**What you will do:** Check each line of the listing, and copy it if it contains the word "requested".
[Data listing Boundary: Start]
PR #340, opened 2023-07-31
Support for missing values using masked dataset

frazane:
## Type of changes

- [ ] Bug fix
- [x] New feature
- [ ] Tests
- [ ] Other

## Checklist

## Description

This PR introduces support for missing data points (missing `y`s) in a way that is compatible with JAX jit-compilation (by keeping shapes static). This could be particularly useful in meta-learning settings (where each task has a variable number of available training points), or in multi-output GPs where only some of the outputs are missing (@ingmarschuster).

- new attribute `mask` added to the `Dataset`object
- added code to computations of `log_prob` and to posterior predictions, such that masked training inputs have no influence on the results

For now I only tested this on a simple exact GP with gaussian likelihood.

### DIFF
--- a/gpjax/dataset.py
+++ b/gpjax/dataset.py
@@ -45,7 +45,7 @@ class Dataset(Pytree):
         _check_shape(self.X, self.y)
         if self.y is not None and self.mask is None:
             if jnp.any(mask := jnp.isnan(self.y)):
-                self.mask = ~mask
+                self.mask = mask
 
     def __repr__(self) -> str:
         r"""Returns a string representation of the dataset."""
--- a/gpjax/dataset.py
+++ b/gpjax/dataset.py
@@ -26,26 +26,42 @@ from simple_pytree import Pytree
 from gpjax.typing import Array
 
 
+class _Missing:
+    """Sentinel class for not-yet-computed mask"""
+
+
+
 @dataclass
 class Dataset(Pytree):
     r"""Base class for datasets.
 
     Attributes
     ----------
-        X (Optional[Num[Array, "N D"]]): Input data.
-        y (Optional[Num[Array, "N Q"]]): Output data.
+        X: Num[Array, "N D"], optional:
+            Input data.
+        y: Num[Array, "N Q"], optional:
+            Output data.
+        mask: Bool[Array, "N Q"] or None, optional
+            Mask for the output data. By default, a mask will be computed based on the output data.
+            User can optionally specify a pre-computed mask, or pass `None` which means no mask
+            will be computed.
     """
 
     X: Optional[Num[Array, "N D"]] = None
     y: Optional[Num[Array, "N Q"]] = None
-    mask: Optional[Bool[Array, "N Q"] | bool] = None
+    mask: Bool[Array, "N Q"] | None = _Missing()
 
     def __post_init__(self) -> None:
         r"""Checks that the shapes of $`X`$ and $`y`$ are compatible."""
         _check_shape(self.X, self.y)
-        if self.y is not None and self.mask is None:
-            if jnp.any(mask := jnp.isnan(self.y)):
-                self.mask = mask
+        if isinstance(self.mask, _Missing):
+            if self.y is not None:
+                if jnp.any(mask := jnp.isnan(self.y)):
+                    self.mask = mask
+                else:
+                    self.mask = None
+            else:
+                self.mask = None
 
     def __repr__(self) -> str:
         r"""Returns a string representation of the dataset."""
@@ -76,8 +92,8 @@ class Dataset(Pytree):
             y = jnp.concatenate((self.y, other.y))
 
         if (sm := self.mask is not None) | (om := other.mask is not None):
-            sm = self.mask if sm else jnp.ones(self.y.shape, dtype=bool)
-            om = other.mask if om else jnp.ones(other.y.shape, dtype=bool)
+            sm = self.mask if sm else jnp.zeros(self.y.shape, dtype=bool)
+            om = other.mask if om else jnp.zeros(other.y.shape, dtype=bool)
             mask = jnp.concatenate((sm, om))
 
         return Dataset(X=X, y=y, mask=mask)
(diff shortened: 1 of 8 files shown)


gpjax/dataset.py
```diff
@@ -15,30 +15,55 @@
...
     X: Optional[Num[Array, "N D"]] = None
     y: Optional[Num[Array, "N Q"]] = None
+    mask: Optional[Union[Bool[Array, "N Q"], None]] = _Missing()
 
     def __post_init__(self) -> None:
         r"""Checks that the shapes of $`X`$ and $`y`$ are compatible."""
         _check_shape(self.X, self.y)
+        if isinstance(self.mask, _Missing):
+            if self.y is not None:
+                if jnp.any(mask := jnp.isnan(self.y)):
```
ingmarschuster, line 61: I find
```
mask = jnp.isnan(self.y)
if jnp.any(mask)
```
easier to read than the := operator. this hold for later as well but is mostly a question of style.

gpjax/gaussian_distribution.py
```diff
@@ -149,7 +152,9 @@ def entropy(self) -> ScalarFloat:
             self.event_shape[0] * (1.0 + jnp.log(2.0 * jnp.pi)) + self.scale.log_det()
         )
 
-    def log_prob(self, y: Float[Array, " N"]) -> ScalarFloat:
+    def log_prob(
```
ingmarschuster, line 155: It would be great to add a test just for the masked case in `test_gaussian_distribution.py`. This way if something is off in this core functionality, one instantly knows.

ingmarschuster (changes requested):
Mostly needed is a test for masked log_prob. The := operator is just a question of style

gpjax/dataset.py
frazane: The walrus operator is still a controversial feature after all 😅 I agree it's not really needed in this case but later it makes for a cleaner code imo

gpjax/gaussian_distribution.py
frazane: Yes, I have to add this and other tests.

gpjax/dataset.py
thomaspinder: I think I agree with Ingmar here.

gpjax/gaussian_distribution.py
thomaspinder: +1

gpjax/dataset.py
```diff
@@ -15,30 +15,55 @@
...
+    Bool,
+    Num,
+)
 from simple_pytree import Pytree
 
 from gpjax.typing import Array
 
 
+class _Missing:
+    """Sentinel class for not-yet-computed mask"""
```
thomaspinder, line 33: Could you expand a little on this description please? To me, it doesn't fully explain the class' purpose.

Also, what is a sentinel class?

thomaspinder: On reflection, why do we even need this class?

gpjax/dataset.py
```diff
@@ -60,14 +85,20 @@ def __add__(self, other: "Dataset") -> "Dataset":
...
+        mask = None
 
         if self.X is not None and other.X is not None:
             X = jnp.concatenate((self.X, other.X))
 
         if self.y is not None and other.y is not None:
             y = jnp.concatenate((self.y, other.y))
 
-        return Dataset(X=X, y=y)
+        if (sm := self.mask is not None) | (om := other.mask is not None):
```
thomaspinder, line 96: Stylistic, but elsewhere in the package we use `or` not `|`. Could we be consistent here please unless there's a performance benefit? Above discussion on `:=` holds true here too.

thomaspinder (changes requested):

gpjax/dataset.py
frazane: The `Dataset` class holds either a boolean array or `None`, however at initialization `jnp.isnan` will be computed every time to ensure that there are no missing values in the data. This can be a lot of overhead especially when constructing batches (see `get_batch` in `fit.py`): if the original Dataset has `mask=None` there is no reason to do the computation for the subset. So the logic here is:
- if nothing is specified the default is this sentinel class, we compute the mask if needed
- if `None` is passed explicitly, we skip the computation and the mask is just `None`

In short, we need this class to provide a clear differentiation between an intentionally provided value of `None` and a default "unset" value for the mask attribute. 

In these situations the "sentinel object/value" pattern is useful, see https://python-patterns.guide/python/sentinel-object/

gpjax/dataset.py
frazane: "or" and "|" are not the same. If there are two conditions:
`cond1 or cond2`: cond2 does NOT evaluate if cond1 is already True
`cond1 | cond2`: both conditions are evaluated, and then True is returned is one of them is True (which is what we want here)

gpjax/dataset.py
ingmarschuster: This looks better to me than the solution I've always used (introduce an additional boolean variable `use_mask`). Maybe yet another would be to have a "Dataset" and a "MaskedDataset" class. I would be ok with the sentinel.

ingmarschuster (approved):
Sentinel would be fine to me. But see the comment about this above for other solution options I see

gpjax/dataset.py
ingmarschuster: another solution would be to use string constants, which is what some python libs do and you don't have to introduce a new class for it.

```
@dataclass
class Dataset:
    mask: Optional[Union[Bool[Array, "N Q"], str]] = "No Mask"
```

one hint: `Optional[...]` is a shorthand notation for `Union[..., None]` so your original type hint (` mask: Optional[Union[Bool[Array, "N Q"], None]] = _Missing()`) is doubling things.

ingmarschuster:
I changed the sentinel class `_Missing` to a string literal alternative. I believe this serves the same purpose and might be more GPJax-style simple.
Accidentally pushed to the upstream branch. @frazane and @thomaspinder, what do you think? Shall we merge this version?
[Data listing Boundary: End]
[Data listing Boundary: Start]
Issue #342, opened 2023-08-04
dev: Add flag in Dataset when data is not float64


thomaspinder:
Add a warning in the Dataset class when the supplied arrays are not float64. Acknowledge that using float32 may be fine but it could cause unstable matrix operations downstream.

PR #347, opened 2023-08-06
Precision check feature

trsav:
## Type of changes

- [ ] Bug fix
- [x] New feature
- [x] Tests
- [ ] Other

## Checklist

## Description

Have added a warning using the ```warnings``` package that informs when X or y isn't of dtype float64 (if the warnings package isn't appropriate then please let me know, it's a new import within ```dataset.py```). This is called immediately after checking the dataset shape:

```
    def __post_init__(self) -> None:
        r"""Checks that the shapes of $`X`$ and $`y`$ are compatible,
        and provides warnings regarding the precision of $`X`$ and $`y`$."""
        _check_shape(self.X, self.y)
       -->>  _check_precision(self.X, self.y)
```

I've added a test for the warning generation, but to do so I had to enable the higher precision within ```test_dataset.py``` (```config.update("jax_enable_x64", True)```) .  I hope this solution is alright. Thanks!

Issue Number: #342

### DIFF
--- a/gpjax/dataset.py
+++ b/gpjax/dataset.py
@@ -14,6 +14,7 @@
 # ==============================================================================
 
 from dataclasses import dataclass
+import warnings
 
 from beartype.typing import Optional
[Data listing Boundary: End]
[Data listing Boundary: Start]
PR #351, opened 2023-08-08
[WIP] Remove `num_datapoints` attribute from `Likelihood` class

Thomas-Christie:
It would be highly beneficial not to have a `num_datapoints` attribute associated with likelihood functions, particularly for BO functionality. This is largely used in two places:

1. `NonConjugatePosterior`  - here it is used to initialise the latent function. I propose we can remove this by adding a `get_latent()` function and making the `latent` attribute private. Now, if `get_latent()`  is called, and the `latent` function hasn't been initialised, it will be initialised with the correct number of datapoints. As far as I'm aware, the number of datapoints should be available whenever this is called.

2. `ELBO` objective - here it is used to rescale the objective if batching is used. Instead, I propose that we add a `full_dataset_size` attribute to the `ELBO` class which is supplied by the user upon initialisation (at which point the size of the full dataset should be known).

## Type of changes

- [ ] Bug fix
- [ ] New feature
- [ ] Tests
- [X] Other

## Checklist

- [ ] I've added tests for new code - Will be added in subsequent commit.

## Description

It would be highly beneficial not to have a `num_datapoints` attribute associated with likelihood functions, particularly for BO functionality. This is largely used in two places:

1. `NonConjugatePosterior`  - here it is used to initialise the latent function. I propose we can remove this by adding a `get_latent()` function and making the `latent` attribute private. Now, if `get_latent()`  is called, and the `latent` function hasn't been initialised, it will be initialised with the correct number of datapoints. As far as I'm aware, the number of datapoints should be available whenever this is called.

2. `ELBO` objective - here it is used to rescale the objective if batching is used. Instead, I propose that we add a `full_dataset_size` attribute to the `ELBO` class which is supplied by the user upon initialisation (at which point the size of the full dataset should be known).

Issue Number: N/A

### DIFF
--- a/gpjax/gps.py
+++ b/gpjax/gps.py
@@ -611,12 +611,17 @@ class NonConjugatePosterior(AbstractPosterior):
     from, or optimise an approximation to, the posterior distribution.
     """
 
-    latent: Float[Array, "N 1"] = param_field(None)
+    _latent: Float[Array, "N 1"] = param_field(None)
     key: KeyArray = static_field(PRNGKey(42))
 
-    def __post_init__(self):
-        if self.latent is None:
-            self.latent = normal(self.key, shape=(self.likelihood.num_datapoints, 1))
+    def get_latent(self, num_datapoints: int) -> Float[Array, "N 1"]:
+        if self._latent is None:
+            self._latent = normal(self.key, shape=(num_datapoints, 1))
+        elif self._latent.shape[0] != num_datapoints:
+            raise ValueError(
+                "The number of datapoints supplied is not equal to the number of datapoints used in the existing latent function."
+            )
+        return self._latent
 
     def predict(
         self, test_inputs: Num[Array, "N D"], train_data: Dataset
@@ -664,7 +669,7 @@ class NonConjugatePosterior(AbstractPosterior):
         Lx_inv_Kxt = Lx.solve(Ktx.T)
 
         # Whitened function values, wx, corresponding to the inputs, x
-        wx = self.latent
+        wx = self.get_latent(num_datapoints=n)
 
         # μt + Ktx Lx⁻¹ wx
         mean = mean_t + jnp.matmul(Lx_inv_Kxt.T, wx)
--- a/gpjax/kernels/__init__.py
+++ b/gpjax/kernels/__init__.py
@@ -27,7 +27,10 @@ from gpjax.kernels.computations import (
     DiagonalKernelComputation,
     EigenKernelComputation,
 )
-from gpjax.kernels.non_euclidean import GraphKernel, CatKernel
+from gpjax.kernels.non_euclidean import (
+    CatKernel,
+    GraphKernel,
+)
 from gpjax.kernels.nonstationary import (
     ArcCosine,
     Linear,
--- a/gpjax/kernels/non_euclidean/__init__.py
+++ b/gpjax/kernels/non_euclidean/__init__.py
[Data listing Boundary: End]
**Output:**
ingmarschuster (changes requested):
thomaspinder (changes requested):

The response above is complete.